▶ GIVEN ENTRIES:
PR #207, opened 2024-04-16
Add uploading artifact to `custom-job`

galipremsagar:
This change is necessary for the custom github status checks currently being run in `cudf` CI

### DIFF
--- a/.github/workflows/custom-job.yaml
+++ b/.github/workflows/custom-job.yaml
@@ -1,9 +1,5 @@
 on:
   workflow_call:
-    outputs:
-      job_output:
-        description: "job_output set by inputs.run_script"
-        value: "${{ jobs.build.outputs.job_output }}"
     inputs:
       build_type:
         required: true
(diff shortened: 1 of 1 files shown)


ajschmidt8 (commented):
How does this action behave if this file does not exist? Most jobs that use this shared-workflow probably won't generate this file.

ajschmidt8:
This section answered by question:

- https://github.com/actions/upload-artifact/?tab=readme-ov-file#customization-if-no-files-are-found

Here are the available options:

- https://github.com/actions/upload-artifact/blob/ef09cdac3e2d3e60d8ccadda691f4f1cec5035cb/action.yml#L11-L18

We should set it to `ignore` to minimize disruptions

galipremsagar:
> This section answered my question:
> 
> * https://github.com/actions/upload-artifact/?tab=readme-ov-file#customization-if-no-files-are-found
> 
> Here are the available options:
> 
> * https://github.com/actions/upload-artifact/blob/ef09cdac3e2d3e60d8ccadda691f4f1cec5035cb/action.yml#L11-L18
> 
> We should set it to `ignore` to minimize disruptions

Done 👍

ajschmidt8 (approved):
* * *
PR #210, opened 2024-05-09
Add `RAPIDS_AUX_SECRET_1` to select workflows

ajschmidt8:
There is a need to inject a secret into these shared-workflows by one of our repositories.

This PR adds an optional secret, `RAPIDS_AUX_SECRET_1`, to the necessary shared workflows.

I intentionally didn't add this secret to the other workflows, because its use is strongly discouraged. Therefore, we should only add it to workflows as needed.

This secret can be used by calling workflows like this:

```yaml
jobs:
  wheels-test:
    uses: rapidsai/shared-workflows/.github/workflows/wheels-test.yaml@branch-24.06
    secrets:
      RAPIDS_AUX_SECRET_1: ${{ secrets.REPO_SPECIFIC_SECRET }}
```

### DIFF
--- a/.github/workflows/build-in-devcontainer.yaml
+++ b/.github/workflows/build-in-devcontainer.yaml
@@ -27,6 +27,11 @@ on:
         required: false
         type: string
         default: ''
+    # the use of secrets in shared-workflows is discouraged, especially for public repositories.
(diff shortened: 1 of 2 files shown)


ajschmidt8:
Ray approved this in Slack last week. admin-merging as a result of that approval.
---
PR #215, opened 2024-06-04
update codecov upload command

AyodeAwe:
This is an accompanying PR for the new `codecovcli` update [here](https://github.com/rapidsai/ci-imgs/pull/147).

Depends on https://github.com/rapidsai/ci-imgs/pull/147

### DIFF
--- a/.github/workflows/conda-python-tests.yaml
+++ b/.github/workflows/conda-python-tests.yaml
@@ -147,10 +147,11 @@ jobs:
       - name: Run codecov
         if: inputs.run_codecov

▶ TO DO: List, from the entries above, every line in which the word "rapidsai" shows up.

▶ ANSWER:
    uses: rapidsai/shared-workflows/.github/workflows/wheels-test.yaml@branch-24.06
This is an accompanying PR for the new `codecovcli` update [here](https://github.com/rapidsai/ci-imgs/pull/147).
Depends on https://github.com/rapidsai/ci-imgs/pull/147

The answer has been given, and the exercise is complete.